Having discussed the convergence of the numerically-based solutions and their stability, sample solutions for each of the transverse velocity and the temperature are presented. Examples of the steady-state solutions are illustrated using contour plots in Fig. 8a-i for the transverse velocity and in Fig. 9a-i for the temperature. The solutions are all topologically similar with the most interesting feature being a very high gradient near the upper right corner (i.e. near $r=\mathrm{R}_{\mathrm{c}}$ and $\mathrm{z}=\mathrm{H}$) as discussed before. One can also notice that the gradients in the z direction are larger as the height of the liquid decreases. This last observation may be related to the decrease in relative stability as the height of the liquid decreases.

In this paper, a numerical study of the first-order equations associated with the Czochralski crystal growth process is presented.

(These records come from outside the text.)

PR #192, opened 2021-12-06
Refactor `AuditState`

### LINKED ISSUE #191: Refactor `AuditState`
`AuditState` is our nebulous blob-object that we pass throughout the codebase to keep the CLI responsive. Right now it's passed as an `Optional[AuditState]` everywhere, to provide for the eventual use case where a non-CLI consumer doesn't need it.

As a result, every use site looks roughly like this:

```python
if state is not None:
    state.update_state(...)
```

This is a lot of boilerplate. Instead, we should turn `AuditState` into a proxy object for a list of state-receiving objects. Then, each callsite can skip the `None` check.

woodruffw:
Saves us a bunch of `Optional`s, and simplifies the API a bit. Also gives us the flexibility to reuse `AuditState` for things other than spinners.

No public-facing changes.

Closes #191.


di (approved):

tetsuo-cpp (approved):
LGTM! This is nicer.

PR #205, opened 2021-12-13
setup: use CacheControl[filecache]

### LINKED ISSUE #203: pip-audit has unhealthy dependencies
## Bug description

Running [Deadpendency](https://deadpendency.com) on pip-audit results in three unhealthy pip-audit (direct/indirect) dependencies:

- lockfile – 📦
  - ❌ Last package release over 24 months ago. Last release: 2015-11-25
  - ⚠ A source repository was not identified.
- requirements-parser – 📖 📦
  - ❌ No commits within the last 18 months. Last commit: 2020-03-31
  - ❌ Last package release over 24 months ago. Last release: 2018-01-12
- webencodings – 📖 📦
  - ❌ No commits within the last 18 months.
  - ❌ Last package release over 24 months ago. Last release: 2017-04-05

## Reproduction steps 

[Install Deadpendency](https://deadpendency.com/docs/getting-started#installation) on a public GitHub repo that has pip-audit in its requirements.txt. 

An example Deadpendency report (including the dependencies listed above) can be found here: https://github.com/ICTU/quality-time/pull/3021/checks?check_run_id=4501775840

## Expected behavior

pip-audit shouldn't rely on unhealthy dependencies.

## Platform information

* OS name and version: n/a
* `pip-audit` version (`pip-audit -V`): pip-audit 1.1.1
* Python version (`python -V` or `python3 -V`): Python 3.10.0
* `pip` version (`pip -V` or `pip3 -V`): pip 21.3.1

woodruffw:
~~Clarifies why we need `lockfile` even though it doesn't appear anywhere in `pip-audit`'s own code.~~

With this, all of the dependencies in #203 are accounted for on our side.

Closes #203.

### DIFF
--- a/README.md
+++ b/README.md
@@ -3,7 +3,7 @@ pip-audit
 
 <!--- BADGES: START --->
 ![CI](https://github.com/trailofbits/pip-audit/workflows/CI/badge.svg)
-[![PyPI version](https://badge.fury.io/py/pip-audit.svg)](https://badge.fury.io/py/pip-audit)
+[![PyPI version](https://badge.fury.io/py/pip-audit.svg)](https://pypi.org/project/pip-audit)
 [![Packaging status](https://repology.org/badge/tiny-repos/python:pip-audit.svg)](https://repology.org/project/python:pip-audit/versions)
 <!--- BADGES: END --->
 
--- a/setup.py
+++ b/setup.py
@@ -36,6 +36,7 @@ setup(
         "resolvelib>=0.8.0",
         "html5lib>=1.1",
         "CacheControl>=0.12.10",
+        # NOTE: Non-default internal dependency of CacheControl.
         "lockfile>=0.12.2",
         "cyclonedx-python-lib>=0.11.1",
     ],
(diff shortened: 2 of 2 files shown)


di:
Do we even need to specify this in `setup.py` if it's a transitive dependency? Looks like it's only installed as part of [the `cachecontrol[filecache]` extra](https://github.com/ionrock/cachecontrol/blob/3bd694551d28445723c18f4ad8c44bce55ff9b5f/setup.py#L25), should we be specifying that instead?

woodruffw:
> Do we even need to specify this in `setup.py` if it's a transitive dependency? Looks like it's only installed as part of [the `cachecontrol[filecache]` extra](https://github.com/ionrock/cachecontrol/blob/3bd694551d28445723c18f4ad8c44bce55ff9b5f/setup.py#L25), should we be specifying that instead?

Ah yeah, we should just do that instead! Thanks for catching that.

tetsuo-cpp (approved):
LGTM!

PR #212, opened 2022-01-12
pip, _fix: Implement `--fix` for `PipSource`

tetsuo-cpp:


tetsuo-cpp:
There's a bit of cleanup and UX to figure out like how to notify users what upgrades took place. But this is the general idea I'm going for. It upgrades Flask 0.5 to Flask 1.0 successfully.

The main deviation from what we discussed earlier is that instead of doing `pip install --upgrade`, I have some code to "resolve" the fix version. I do that by looking at the fix versions of all the vulnerabilities, choosing the latest one (that includes all the fixes), then checking it against the vulnerability service. If there are vulnerabilities in that version, I repeat until I either find a clean version with no vulnerabilities or I find a vulnerability with no fix version (in which case I'll fail the `--fix`).

My reasoning behind this is that the latest version of a package can have a reported vulnerability so blindly doing `pip install --upgrade` doesn't seem to be the right thing to do given that we have fix version information at our disposal. Also generally speaking, the more versions we jump, the more likely the user is going to experience API breakages. So I think we should upgrade the minimum distance possible without introducing new known vulnerabilities.

pip_audit/_dependency_source/pip.py
```diff
@@ -87,6 +89,18 @@ def collect(self) -> Iterator[Dependency]:
...
+        """
+        Fixes a dependency version in this `PipSource`.
+        """
+        fix_cmd = [sys.executable, "-m", "pip", "install", f"{dep.name}=={fix_version}"]
+        try:
+            subprocess.run(
+                fix_cmd, check=True, stdout=subprocess.DEVNULL, stderr=subprocess.DEVNULL
+            )
+        except subprocess.CalledProcessError as cpe:
+            raise RuntimeError from cpe
```
tetsuo-cpp, line 102: Need to handle this properly.

pip_audit/_fix.py
```diff
@@ -0,0 +1,52 @@
...
+    # prospective resolved fix version
+    current_version = dep.version
+    current_vulns = vulns
+    while current_vulns:
+
+        def get_earliest_fix_version(fix_versions: List[Version]) -> Version:
+            for v in fix_versions:
+                if v > current_version:
+                    return v
+            raise RuntimeError
```
tetsuo-cpp, line 45: And this.

woodruffw:
> My reasoning behind this is that the latest version of a package can have a reported vulnerability so blindly doing pip install --upgrade doesn't seem to be the right thing to do given that we have fix version information at our disposal. Also generally speaking, the more versions we jump, the more likely the user is going to experience API breakages. So I think we should upgrade the minimum distance possible without introducing new known vulnerabilities.

This reasoning makes sense to me, and the underlying algorithm makes sense to me as well!

pip_audit/_dependency_source/interface.py
```diff
@@ -26,6 +27,20 @@ def collect(self) -> Iterator[Dependency]:  # pragma: no cover
...
+        """
+        raise NotImplementedError
+
+    def fix_all(self, fix_req: Iterator[Tuple[Dependency, Version]]) -> None:
+        """
+        Upgrade a collection of dependencies to their associated fix versions.
+        """
+        for (dep, fix_version) in fix_req:
+            self.fix(dep, fix_version)
+
```
woodruffw, line 43: Good call adding these to the abstract interface!

pip_audit/_fix.py
woodruffw: Something like `FixResolutionImpossible`? That would mirror the `ResolutionImpossible` that `resolvelib` provides.

woodruffw:
Overall structure looks good to me! In terms of notifying users, I was thinking that we'd amend our normal output.

Without `--fix`:

```
$ pip-audtit
Found 12 known vulnerabilities in 18 packages
<output depending on --format>
```

With `--fix`:

```
$ pip-audit --fix
Found 12 known vulnerabilities in 18 packages and fixed 9 vulnerabilities in 4 packages
<output depending on --format>
```

In particular, both our columnar and JSON formats should support emitting a summary of the fixes performed (and those skipped, including the reason the fix failed).

di:
I agree we should apply the "minimum" fix here.

Let's think about exit codes as well: should `pip-audit --fix` fail if it can't fix all vulnerabilities? IMO yes.

tetsuo-cpp:
> In particular, both our columnar and JSON formats should support emitting a summary of the fixes performed (and those skipped, including the reason the fix failed).

> How does that sound?

Yep, that's a good plan. In the interest of not letting this PR accumulate too much code, I'll make separate issues for these and follow up.

pip_audit/_cli.py
```diff
@@ -280,11 +287,34 @@ def audit() -> None:
...
+        for fix_version in resolve_fix_versions(service, result):
+            if not fix_version.is_skipped():
+                fix_version = cast(ResolvedFixVersion, fix_version)
+                try:
+                    source.fix(fix_version)
+                    fixed_pkg_count += 1
+                    fixed_vuln_count += len(result[fix_version.dep])
+                except DependencySourceError as dse:
+                    fix_version = SkippedFixVersion(fix_version.dep, str(dse))
+            fixes.append(fix_version)
```
tetsuo-cpp, line 305: These will eventually get passed into the `VulnerabilityFormat` interface.

pip_audit/_fix.py
```diff
@@ -0,0 +1,92 @@
...
+
+from pip_audit._service import (
+    Dependency,
+    ResolvedDependency,
+    VulnerabilityResult,
+    VulnerabilityService,
+)
+
+
+@dataclass(frozen=True)
```
tetsuo-cpp, line 18: I've followed a similar pattern to how we handle dependencies if you recall that @woodruffw.

tetsuo-cpp:
The CI breakage is due to #213

pip_audit/_dependency_source/pip.py
```diff
@@ -87,6 +90,27 @@ def collect(self) -> Iterator[Dependency]:
...
+            "pip",
+            "install",
+            f"{fix_version.dep.canonical_name}=={fix_version.version}",
+        ]
+        try:
+            subprocess.run(
+                fix_cmd, check=True, stdout=subprocess.DEVNULL, stderr=subprocess.DEVNULL
+            )
+        except subprocess.CalledProcessError as cpe:
+            raise PipSourceError(
```
woodruffw, line 109: Nitpick: we might want to consider creating a specialized `DependencyFixError` that each dependency source in turn specializes.

So the hierarchy would be: `DependencySourceError -> DependencyFixError -> PipFixError | RequirementFixError`.

pip_audit/_fix.py
woodruffw: Yep, this LGTM!

pip_audit/_cli.py
woodruffw: SGTM!

xref #215.

woodruffw (approved):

Steady-state solutions are presented and it was shown that the numerical results are convergent and that the steady states are stable. Two observations that may be useful in elucidating the behaviour of this process:

There is a singularity in the first-order equations near the upper right corner. This singularity does not exist in the solution of the fully nonlinear equations but rather indicate a source of turbulence in the process at that corner. If this is the case, a way to mitigate the singularity was suggested, and hence the level of turbulence, by redesigning the lip of the cylinder at the upper right corner.

The steady-state solutions become relatively less stable as either the height of the liquid decreases or as the size of the rod increases. Most likely this change in relative stability is related to the process problem encountered with the Czochralski crystal growth process when the rod radius to cylinder radius ratio increases beyond some threshold.

While the results presented in this paper are suggestive, the solution to the first-order equations does not lead to definite conclusions. Therefore, the authors recommend further studies to extend the current one into the nonlinear range either through a second order analysis or through a numerical analysis of the nonlinear Navier-Stokes equations for this process. In parallel, the authors recommend an experimental study to validate and provide insight into the nature of the process with special emphasis to identify what is happening near the upper right corner of the cylinder.